# Piney Woods



## HiRollerlabs (Jun 11, 2004)

Judges: Rickey Edge & Wendall Williams

Open first series, 8:49 a.m., huge triple. Two long retired with water. Longest is 400 yds and all water. It will take at least 17-18 minutes a dog.

10:08 a.m. 9 dogs have run with 3 completions. All others picked up.


----------



## Mike W. (Apr 22, 2008)

> Open first series, 8:49 a.m., huge triple. Two long retired with water. Longest is 400 yds and all water. It will take at least 17-18 minutes a dog.


18 min per dog = 3.3 dogs/hr

71 dogs at 3.3 dogs per hour = 21 hours w/out re-birds or no birds.

Guess all those pick-ups will help.


----------



## HiRollerlabs (Jun 11, 2004)

3:38 p.m. 10 dogs (maybe less) have done the test without handling or picking up. only 2 of the last 17 to run have done the test. At least 33 dogs have run thus far.


----------



## SteelGirl_1187 (Sep 28, 2005)

About to run the last dog for the day. We have 19 to run in the morning, and 19 dogs out of 55 have done the test in some way without a handle. 

Dog #56 will start in the morning.


----------



## HiRollerlabs (Jun 11, 2004)

SteelGirl_1187 said:


> About to run the last dog for the day. We have 19 to run in the morning, and 19 dogs out of 55 have done the test in some way without a handle.
> 
> Dog #56 will start in the morning.


Thanks for the Open info.
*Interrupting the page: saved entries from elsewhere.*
Issue #979, opened 2025-05-18
When the minimize button was clicked, the program crashed.


xb284524239:
```
PS D:\Workspace\VSCode_Workspace\learn_gui\learn_xilem> cargo r
    Finished `dev` profile [optimized + debuginfo] target(s) in 0.50s
     Running `target\debug\learn_xilem.exe`
---
Writing full logs to C:\Users\paul\AppData\Local\Temp\masonry-0001747562638618-dense.log
---
10:03:58.980Z DEBUG accessibility: Running ACCESSIBILITY pass with rebuild_all
Initialising in parallel using 6 threads
10:03:59.177Z DEBUG dispatch_text_event: Running ON_TEXT_EVENT pass with WindowFocusChange
10:03:59.177Z DEBUG dispatch_text_event: ON_TEXT_EVENT finished handled=false
10:04:01.216Z DEBUG dispatch_pointer_event: Running ON_POINTER_EVENT pass with Cancel
10:04:01.217Z DEBUG dispatch_pointer_event: ON_POINTER_EVENT finished handled=false
10:04:01.217Z DEBUG dispatch_text_event: Running ON_TEXT_EVENT pass with WindowFocusChange
10:04:01.219Z DEBUG dispatch_text_event: ON_TEXT_EVENT finished handled=false

thread 'main' panicked at C:\Users\paul\.cargo\registry\src\index.crates.io-1949cf8c6b5b557f\wgpu-24.0.3\src\backend\wgpu_core.rs:1423:26:
wgpu error: Validation Error

Caused by:
  In Device::create_texture
    Dimension X is zero


note: run with `RUST_BACKTRACE=1` environment variable to display a backtrace
error: process didn't exit successfully: `target\debug\learn_xilem.exe` (exit code: 101)
```

DJMcNab:
This isn't necessarily a hard problem, just something we've not prioritised. Previous discussion is in https://github.com/linebender/vello/issues/371 and https://github.com/linebender/xilem/pull/771. A previous attempt to fix this didn't work, and neither wgpu nor winit give especially great docs on how you're meant to handle this (at least the last time I checked).
A contribution to continue the work in #771 would be very welcome!

PR #1232, opened 2025-07-24
Implement tests to check that widgets can handle a size of zero

PoignardAzur:
The tests re-use the examples, since they already use a variety of widgets.

Tweak harness renderer code to not give wgpu a size of zero in those cases.

Fix some problems that came up.

### DIFF
--- a/masonry_winit/examples/custom_widget.rs
+++ b/masonry_winit/examples/custom_widget.rs
@@ -11,8 +11,8 @@
 use masonry::accesskit::{Node, Role};
 use masonry::core::{
     AccessCtx, AccessEvent, BoxConstraints, ChildrenIds, ErasedAction, EventCtx, LayoutCtx,
-    NewWidget, ObjectFit, PaintCtx, PointerEvent, PropertiesMut, PropertiesRef, RegisterCtx,
-    TextEvent, Widget, WidgetId,
+    NewWidget, PaintCtx, PointerEvent, PropertiesMut, PropertiesRef, RegisterCtx, TextEvent,
+    Widget, WidgetId,
 };
 use masonry::kurbo::{Affine, BezPath, Point, Rect, Size, Stroke};
 use masonry::palette;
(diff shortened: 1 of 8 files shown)


DJMcNab:
Does this impact on https://github.com/linebender/xilem/issues/979? I presume not, because the hack around 0x0 is only done for masonry_testing.

masonry_winit/examples/custom_widget.rs
```diff
@@ -156,8 +158,7 @@ impl Widget for CustomWidget {
         // Let's burn some CPU to make a (partially transparent) image buffer
         let image_data = make_image_data(256, 256);
         let image_data = Image::new(image_data.into(), ImageFormat::Rgba8, 256, 256);
-        let transform = ObjectFit::Fill.affine_to_fill(ctx.size(), size);
-        scene.draw_image(&image_data, transform);
+        scene.draw_image(&image_data, Affine::IDENTITY);
```
DJMcNab: It's not clear why this change was necessary, since you have a fix in `affine_to_fill`

DJMcNab (commented):
I think I'd slightly prefer moving the zero size parameters to be an associated const of the harness, and inline each of these tests into their corresponding example - so that we don't cause confusion about why the creation functions are pub.
From my side, that isn't blocking, though

masonry_winit/examples/custom_widget.rs
PoignardAzur: I have no idea why I ever wrote the code that way. That line dates from the time Masonry moved from Piet to Vello, and I'm pretty sure it's wrong. It just asks for a ratio from `ctx.size()` to `ctx.size()`, which is going to be IDENTITY.

DJMcNab: Hmm, I'd probably expect something like `ObjectFit::affine_to_fill(ObjectFit::Fill, ctx.size(), Size::new(256., 256.))`, maybe?

PoignardAzur:
> I think I'd slightly prefer moving the zero size parameters to be an associated const of the harness, and inline each of these tests into their corresponding example - so that we don't cause confusion about why the creation functions are pub.

I'd rather have these specific tests be outside of the examples, because I think the tests themselves would be more confusing to newcomers. Having a few items be pub is pretty "discreet", so to speak.

masonry_winit/examples/custom_widget.rs
PoignardAzur: Done.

Yesterday's dogs had 30 mph wind and some couldn't hear well enough to handle on the long retired.

Saturday--wind isn't any less than Friday. Early visibility on long bird is not very good.

Amateur judges John Caire and Susan Caire. Please post the setup for the Am.


----------



## TMURRAY (Feb 17, 2005)

28 back to the open land blind.. some handles called back.
Blind as described to me is 375+ poison bird with a couple of key holes.


----------



## Wade Thurman (Jul 4, 2005)

TMURRAY said:


> 28 back to the open land blind.. some handles called back.
> Blind as described to me is 375+ poison bird with a couple of key holes.


Retired poison bird at that!!


----------



## budsdad (Jan 28, 2008)

Wade said:


> Retired poison bird at that!!


So are you saying it is a mark?


----------



## Wade Thurman (Jul 4, 2005)

budsdad said:


> So are you saying it is a mark?


Yes Sir it was


----------



## HiRollerlabs (Jun 11, 2004)

TMURRAY said:


> 28 back to the open land blind.. some handles called back.
> Blind as described to me is 375+ poison bird with a couple of key holes.


Land blind was a retired poison mark thrown towards the line. Very tight corridor over a log thru a bunch of trees with a stiff wind. Dogs winded the poison bird going by it. Difficult ending putting the dog on the blind. Then pick up the retired poison mark.

18 back.

Don't have details on waterblind.

Water marks are inline triple on same piece used for waterblind. Long retired at 400 yards along the side and top of pond dam thrown 1st. Middle retired flyer at 200 yds across small pond thrown 2nd. Go bird on pond.


----------



## dogcommand (May 22, 2003)

Congratulations to Russ Lain and Ice for their Amateur WIN!


----------



## Jim Scarborough (May 5, 2007)

Huge congratulations to Russ and Ice, truly a team.


----------



## Mike W. (Apr 22, 2008)

So anyone have full Open and Am results?


----------



## budsdad (Jan 28, 2008)

junfan68 said:


> So anyone have full Open and Am results?


Results are posted on EE. Sheril is way ahead of us, as always.


----------



## dr_dog_guy (May 25, 2003)

Russ, a big congratulations! I guess you have to keep feeding Ice!


----------



## HiRollerlabs (Jun 11, 2004)

Congratulations to Sydney Gardave and Ryder--2nd in the Open Karl Gunzer and 2nd in the Am Sydney. YAHOO Sydney!!


----------



## birdthrower51 (Aug 23, 2004)

HiRollerlabs said:


> Congratulations to Sydney Gardave and Ryder--2nd in the Open Karl Gunzer and 2nd in the Am Sydney. YAHOO Sydney!!


Way to go Sydney. But I believe the 2nd in the Amateur was with Q


----------



## HiRollerlabs (Jun 11, 2004)

birdthrower51 said:


> Way to go Sydney. But I believe the 2nd in the Amateur was with Q


 
OK!! WAY TO GO Q and RYDER!! Awesome for Sydney to have TWO talented dogs!!!


----------



## Mucker (Aug 19, 2005)

Congrats, Sydney!


----------